The Bangko Sentral ng Pilipinas expects inflation in November to fall within the range of 4.5 to 5.4 percent, adding this is still within levels supportive of economic growth.
Central bank officials said that the hike in electricity charges and supply problems for some food items due to typhoons that came in the previous month drove up consumer prices for November.
In the event the BSP forecast holds true, the figure in November will put average inflation for the first 11 months of the year at 4.8 to 4.9 percent.
This range is still within the government’s cap of between 3 and 5 percent for the year.
The central bank said inflation below 5 percent is manageable and supportive of efforts to accelerate growth of the economy.
Benign inflation encourages households to spend more while enterprises tend to pursue more investment activities.

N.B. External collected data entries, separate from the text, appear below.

PR #67, opened 2018-09-03
Translated help page @ChangeDriveMode into English and edited Russian page

MKadaner:


far/FarRus.hlf.m4
```diff
@@ -3575,62 +3577,64 @@ CD-RW, CD-RW/DVD, DVD-ROM, DVD-RW и DVD-RAM. Функция определен
...
-    Показать общее и свободное место на диске.
-    Комбинация клавиш в меню: Ctrl+5
+    Показать размер диска и количество свободного места на нём.
+    Комбинация клавиш в меню: #Ctrl+5#.
 
     #Показывать размер в виде десятичной дроби#
-    Показать общее и свободное место на диске в виде десятичной дроби.
-    Комбинация клавиш в меню: Ctrl+5 (повторное нажатие).
+    Показать размер диска и количество свободного места в виде
+десятичной дроби.
```
MKadaner: I am not sure this describes the actual behavior. It looks like Far switches between two measurement units (M vs. G or G vs. T, etc.) Should I describe the actual behavior (and adjust `Change Drive Menu Options` dialog accordingly) or would you suggest modifying how `Change drive` menu shows sizes?

alabuzhev: If checked it's rational (1.04 G), otherwise integer (1,061 M).
The behaviour is the same as in file panels and probably already described there.

alabuzhev:
Thanks.

far/FarRus.hlf.m4
MKadaner: Do you mean the `C` modifier to file size column type (`S`)? Then, the description is not very helpful:
```
C - format file size;
```

And the behavior seems to be somewhat different.

alabuzhev: Not helpful indeed. Would you like to improve it? :)

MKadaner: Yeah! I'll add some explanations with the next PR. I'll also try to come up with a better wording for `Ctrl+5` in `Change drive` menu.

PR #69, opened 2018-09-17
Help: clarified description of file size formatting options.

MKadaner:


far/FarEng.hlf.m4
```diff
@@ -4024,31 +4027,35 @@ files will be listed on a single stripe.
...
-                            (i.e. 0.97K);
+                 where: C - ^<wrap>group digits using the symbol from
+Windows settings;
+                        T - ^<wrap>use decimal units instead of binary,
+i.e., to calculate kilobytes, the size will be divided by 1000 instead
+of by 1024; in this mode unit symbol is shown in lower case, e.g., #k#,
+#m#, #g# instead of #K#, #M#, #G#;
+                        F - ^<wrap>show size like Windows Explorer, as
+a decimal fraction with no more than three digits before decimal point,
+e.g., 999 bytes will be shown as #999#, while 1000 bytes as #1.00 k#;
```
MKadaner: This is actual behavior; probably not what was intended. I could not get `0.97 K` from the formatting algorithm though. I can fix the implementation if you like, but I would throw away all the math there and use a table of hard-coded thresholds to choose units.

alabuzhev: - Since "T" is not on by default, let's change this to "while 1024 bytes as 1.00 K"
- "show size like Windows Explorer" is useless in this particular example- these days Explorer shows 0 bytes as 0 K and 1 byte as 1 K.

BSP Governor Amando Tetangco Jr. yesterday told reporters that in 2012 and 2013, rate of rise in consumer prices would fall within the official target.
This is because of the expected increase in domestic investments, which may boost supply of goods and services.
Tetangco said the favorable inflation environment in 2011 to 2013 would give the BSP the flexibility to ease monetary policy should global economic problems worsen.
Cuts in key interest rates tend to encourage individuals and businesses to secure loans. Rise in borrowings may help boost consumption and investments which, in turn, fuel growth of the economy.
Currently, the central bank’s key policy rates stand at 4.5 and 6.5 percent for overnight borrowing and lending, respectively.
Inflation pressures were felt earlier this year due to rising global oil prices and growing domestic demand. This prompted the BSP to raise the key rates.
But in the second half of the year, the BSP held off any adjustments to its monetary policy. According to central bank officials, inflationary pressures have subsided due to the weakened economies of most industrialized countries.